*** Provided records ***

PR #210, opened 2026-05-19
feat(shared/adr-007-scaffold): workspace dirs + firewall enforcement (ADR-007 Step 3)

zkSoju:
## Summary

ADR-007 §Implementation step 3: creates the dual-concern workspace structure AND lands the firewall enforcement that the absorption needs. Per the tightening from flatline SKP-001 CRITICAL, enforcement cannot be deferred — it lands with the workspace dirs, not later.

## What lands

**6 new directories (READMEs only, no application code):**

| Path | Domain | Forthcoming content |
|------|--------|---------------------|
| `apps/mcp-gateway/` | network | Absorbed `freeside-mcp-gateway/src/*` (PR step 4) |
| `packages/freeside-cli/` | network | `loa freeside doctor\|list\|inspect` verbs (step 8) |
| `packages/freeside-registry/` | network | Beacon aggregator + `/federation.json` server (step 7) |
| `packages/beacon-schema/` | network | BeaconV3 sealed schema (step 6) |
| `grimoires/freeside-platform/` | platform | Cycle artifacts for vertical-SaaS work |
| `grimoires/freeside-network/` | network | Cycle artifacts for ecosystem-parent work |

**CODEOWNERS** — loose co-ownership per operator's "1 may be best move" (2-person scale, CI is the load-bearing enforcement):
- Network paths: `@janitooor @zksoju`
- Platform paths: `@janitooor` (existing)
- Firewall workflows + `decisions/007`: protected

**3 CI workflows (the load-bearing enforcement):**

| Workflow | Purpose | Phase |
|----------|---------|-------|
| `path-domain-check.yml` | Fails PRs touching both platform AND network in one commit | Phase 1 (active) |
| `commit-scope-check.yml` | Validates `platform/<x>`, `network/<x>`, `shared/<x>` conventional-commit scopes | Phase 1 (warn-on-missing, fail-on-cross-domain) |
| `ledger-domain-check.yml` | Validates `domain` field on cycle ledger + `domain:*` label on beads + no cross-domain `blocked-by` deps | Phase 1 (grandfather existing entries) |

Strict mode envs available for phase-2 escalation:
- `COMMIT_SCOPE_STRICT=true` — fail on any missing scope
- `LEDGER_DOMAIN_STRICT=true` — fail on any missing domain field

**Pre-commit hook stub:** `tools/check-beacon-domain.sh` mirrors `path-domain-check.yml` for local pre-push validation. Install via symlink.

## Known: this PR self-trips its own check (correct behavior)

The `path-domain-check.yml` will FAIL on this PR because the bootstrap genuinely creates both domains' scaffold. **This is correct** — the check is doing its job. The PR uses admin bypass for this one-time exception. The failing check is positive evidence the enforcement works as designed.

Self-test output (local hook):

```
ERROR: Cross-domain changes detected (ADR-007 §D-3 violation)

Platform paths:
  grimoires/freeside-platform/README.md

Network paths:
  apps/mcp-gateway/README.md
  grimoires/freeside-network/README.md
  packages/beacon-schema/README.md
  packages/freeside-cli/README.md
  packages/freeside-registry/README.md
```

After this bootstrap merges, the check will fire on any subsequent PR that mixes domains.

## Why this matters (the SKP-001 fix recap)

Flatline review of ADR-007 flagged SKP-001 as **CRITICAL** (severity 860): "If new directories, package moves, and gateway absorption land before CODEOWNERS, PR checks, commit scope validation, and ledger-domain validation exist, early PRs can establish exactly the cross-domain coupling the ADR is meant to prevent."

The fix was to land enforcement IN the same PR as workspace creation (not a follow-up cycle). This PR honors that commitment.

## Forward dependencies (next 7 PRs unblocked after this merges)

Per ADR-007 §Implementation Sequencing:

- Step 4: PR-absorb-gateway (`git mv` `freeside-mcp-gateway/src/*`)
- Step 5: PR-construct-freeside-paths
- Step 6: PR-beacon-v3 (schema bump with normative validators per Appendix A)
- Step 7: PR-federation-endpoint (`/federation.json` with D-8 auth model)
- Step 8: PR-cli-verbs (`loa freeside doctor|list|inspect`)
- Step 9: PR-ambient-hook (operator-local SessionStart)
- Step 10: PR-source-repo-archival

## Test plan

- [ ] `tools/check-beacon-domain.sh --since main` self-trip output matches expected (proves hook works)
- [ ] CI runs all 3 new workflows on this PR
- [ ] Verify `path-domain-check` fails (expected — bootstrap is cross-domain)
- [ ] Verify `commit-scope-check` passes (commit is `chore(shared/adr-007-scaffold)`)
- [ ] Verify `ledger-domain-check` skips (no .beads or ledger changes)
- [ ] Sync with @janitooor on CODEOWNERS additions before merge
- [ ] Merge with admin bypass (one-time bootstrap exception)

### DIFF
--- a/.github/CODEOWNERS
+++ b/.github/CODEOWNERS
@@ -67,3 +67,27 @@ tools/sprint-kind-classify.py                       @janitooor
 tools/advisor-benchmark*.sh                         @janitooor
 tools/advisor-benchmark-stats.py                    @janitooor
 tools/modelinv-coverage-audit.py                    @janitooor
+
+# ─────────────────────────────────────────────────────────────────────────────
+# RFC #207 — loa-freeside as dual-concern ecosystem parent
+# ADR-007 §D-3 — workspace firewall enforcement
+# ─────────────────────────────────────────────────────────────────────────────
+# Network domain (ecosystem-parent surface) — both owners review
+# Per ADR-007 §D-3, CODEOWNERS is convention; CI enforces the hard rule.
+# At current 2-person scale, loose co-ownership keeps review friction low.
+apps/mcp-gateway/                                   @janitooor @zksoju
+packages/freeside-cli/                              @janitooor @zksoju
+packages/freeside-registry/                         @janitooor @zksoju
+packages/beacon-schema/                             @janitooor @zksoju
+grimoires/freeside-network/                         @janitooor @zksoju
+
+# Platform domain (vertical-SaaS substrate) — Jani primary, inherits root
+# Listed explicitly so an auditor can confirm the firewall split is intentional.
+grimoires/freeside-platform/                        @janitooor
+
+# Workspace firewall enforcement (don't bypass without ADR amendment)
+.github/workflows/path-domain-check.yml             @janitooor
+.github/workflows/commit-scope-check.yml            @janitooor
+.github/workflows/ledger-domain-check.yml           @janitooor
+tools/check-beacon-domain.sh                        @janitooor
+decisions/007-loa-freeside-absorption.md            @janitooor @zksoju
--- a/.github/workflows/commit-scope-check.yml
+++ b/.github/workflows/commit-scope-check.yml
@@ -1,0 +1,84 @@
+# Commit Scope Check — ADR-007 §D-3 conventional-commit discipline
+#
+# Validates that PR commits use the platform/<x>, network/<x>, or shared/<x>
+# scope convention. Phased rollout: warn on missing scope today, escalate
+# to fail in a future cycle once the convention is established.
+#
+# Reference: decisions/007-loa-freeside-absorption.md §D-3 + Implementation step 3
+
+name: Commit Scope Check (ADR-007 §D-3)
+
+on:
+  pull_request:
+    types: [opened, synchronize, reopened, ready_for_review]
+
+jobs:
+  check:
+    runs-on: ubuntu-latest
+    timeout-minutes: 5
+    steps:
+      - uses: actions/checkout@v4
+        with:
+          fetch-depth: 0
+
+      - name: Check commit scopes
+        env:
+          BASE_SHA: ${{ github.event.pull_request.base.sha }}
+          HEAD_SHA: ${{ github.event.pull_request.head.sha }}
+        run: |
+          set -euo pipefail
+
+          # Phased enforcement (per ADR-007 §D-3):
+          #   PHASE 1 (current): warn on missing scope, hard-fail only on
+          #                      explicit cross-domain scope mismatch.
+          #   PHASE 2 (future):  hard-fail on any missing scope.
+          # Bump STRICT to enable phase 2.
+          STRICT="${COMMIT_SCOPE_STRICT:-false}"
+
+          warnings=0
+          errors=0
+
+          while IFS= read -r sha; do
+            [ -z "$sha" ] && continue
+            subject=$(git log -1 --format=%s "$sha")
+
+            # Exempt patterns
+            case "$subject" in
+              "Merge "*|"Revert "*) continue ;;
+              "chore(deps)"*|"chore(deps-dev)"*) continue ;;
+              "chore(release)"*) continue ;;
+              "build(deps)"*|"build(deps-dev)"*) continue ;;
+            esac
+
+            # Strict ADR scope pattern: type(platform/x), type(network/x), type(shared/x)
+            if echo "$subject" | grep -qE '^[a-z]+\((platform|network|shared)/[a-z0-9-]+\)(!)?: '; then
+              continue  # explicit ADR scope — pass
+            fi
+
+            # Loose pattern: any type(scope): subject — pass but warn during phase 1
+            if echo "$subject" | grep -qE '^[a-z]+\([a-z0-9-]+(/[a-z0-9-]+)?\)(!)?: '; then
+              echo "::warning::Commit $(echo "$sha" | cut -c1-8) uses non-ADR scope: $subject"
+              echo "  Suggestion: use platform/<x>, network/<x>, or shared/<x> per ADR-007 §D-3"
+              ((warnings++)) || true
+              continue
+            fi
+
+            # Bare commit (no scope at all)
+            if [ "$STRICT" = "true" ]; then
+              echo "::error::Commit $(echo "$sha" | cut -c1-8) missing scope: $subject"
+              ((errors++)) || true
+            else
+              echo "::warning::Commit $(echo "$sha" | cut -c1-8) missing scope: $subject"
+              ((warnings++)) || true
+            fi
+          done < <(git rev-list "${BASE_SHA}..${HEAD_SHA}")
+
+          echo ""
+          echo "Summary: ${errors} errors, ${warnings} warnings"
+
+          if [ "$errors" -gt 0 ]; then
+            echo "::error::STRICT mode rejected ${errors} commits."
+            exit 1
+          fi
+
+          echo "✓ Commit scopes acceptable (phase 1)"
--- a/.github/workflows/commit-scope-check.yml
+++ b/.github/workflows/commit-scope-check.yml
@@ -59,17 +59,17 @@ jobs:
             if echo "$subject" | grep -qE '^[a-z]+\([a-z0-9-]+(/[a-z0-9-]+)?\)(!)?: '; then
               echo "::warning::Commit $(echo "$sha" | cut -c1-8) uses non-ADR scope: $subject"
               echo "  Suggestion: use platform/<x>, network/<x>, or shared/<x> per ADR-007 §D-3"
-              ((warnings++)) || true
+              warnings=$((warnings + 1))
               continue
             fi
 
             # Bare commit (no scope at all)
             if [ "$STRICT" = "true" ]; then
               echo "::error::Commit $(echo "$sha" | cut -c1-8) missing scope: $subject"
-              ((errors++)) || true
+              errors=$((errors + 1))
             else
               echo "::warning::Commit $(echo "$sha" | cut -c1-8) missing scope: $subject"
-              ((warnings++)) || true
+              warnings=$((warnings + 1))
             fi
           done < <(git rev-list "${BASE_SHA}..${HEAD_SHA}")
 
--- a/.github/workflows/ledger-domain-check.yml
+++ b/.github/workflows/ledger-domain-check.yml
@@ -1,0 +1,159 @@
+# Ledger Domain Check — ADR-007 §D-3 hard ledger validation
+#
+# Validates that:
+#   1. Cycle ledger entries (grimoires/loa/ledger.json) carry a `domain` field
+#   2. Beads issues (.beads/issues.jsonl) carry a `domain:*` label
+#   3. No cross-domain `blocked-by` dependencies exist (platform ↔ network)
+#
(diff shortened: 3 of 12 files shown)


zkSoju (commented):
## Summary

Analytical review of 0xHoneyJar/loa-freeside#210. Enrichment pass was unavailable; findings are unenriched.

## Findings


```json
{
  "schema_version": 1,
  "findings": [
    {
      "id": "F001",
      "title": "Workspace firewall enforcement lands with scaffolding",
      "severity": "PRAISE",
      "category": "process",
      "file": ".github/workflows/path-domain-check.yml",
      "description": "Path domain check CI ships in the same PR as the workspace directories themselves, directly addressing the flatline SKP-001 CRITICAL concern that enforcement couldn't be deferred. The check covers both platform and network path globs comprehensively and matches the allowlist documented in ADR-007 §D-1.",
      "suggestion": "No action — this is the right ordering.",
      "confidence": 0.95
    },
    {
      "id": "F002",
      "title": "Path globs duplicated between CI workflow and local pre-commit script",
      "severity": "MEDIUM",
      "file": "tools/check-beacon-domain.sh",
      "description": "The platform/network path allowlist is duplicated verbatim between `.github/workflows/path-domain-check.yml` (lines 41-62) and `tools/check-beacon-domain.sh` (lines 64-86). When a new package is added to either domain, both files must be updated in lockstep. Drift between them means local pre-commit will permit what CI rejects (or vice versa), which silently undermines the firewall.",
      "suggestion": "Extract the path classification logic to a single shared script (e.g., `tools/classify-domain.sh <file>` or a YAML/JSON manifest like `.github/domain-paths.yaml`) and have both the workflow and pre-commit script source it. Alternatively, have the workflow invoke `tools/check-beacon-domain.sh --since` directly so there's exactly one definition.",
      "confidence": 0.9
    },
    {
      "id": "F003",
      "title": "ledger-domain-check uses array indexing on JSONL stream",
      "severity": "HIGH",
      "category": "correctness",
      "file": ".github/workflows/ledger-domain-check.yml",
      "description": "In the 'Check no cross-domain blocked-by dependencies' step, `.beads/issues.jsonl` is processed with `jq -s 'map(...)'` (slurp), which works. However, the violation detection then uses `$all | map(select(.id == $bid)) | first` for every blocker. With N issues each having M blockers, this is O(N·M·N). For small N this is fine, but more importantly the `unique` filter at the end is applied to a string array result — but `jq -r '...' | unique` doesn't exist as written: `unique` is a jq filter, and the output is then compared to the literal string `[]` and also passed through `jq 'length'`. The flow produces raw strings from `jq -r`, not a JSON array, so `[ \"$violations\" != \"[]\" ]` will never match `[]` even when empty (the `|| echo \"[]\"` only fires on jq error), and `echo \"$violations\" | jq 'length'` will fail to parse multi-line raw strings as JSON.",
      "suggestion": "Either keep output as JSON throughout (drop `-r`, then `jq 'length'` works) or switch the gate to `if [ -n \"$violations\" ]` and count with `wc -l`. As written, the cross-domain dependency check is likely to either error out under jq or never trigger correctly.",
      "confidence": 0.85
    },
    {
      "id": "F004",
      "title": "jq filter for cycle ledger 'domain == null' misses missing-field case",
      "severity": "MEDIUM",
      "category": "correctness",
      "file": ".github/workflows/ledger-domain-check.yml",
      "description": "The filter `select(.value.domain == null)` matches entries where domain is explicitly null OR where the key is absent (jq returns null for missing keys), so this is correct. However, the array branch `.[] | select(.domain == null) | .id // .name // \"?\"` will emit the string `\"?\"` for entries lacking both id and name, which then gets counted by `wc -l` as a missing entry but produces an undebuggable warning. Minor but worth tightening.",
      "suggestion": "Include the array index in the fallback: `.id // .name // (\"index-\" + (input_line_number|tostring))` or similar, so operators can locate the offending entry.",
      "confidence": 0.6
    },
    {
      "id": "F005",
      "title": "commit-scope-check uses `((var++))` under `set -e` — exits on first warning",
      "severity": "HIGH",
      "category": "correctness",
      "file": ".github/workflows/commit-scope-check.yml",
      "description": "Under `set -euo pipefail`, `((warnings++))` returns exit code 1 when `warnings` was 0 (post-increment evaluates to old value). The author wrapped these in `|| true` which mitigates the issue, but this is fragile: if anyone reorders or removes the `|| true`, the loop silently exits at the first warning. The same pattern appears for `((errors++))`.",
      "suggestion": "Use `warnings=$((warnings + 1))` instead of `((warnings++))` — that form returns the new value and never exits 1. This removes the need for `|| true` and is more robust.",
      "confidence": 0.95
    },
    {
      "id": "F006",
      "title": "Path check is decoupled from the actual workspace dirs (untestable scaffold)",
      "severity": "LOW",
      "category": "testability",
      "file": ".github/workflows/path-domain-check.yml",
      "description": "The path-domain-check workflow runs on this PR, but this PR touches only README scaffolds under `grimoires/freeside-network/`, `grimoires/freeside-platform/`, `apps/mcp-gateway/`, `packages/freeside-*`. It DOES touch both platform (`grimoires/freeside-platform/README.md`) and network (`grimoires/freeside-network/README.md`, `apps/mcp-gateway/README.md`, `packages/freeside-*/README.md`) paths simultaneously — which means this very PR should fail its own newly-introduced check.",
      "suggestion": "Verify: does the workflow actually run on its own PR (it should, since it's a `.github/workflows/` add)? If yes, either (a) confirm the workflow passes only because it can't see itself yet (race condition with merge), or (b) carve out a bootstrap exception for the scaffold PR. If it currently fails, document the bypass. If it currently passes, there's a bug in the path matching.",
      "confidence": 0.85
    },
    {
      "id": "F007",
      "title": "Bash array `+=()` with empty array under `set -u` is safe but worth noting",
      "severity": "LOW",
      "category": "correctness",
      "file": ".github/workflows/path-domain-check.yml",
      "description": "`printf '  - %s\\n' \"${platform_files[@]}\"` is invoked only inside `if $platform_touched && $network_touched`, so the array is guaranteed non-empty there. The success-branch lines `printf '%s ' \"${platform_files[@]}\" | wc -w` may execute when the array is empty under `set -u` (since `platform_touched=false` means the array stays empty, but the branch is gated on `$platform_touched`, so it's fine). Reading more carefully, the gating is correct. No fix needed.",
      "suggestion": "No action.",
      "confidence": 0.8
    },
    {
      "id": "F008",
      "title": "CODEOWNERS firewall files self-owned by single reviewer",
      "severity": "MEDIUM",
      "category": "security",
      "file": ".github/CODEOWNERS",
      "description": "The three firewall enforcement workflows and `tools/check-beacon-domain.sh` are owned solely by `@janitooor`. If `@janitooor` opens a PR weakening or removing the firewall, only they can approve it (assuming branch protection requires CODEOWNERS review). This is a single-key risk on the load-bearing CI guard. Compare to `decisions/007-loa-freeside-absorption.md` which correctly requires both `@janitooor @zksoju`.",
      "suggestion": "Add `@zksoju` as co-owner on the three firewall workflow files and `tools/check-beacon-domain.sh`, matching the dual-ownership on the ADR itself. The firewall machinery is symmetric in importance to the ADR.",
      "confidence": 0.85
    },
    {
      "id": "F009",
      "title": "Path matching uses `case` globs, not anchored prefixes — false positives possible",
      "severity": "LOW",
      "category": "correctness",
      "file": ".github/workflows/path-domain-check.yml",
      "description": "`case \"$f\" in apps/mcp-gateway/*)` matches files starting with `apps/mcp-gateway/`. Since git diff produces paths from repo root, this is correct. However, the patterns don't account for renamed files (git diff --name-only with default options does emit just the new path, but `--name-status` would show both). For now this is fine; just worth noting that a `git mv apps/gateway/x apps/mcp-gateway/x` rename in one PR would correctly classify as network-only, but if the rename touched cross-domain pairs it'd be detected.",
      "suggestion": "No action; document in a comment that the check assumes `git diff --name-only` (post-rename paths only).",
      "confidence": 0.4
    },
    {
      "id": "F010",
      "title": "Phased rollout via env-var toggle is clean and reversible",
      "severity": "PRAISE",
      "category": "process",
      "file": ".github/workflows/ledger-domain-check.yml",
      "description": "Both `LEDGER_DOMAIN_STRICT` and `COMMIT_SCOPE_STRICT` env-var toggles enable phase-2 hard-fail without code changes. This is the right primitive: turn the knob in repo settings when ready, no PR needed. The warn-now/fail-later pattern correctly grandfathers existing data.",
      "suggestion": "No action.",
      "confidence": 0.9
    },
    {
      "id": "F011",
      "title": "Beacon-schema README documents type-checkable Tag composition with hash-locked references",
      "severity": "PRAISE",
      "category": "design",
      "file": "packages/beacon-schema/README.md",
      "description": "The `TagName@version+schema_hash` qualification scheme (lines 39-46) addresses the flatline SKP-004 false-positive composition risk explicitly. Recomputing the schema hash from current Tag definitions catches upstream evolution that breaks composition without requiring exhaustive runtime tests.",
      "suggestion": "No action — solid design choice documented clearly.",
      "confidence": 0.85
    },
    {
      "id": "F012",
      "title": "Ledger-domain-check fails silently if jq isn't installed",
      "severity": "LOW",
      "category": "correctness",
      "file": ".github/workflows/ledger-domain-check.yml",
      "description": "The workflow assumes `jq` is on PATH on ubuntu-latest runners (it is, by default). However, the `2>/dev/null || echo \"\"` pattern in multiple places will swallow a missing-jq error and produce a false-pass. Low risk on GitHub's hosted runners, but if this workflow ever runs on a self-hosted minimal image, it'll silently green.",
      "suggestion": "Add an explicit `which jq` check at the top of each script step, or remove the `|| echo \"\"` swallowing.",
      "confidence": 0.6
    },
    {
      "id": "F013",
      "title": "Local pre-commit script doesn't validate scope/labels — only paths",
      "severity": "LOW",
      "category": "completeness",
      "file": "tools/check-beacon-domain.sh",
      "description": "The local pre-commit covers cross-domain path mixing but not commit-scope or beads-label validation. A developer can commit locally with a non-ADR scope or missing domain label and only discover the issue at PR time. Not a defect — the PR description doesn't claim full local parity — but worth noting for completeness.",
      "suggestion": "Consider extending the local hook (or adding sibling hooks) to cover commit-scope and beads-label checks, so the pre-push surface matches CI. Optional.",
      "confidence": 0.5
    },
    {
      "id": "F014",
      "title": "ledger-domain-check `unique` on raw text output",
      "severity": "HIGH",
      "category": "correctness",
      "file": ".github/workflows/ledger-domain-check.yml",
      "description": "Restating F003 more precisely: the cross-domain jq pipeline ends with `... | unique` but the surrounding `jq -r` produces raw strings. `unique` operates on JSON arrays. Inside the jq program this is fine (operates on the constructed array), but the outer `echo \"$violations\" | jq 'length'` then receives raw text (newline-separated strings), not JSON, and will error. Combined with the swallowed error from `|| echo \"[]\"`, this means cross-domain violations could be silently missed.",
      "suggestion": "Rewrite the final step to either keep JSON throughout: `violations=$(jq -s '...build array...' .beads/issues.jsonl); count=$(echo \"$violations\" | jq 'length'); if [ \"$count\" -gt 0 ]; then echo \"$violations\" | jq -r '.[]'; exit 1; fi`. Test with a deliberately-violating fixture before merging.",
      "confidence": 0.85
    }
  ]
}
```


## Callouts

*** End of Provided records ***

* Description of the task
Search the listing for "advisor" and show every line where it occurs.

* Solved problem
 tools/advisor-benchmark*.sh                         @janitooor
 tools/advisor-benchmark-stats.py                    @janitooor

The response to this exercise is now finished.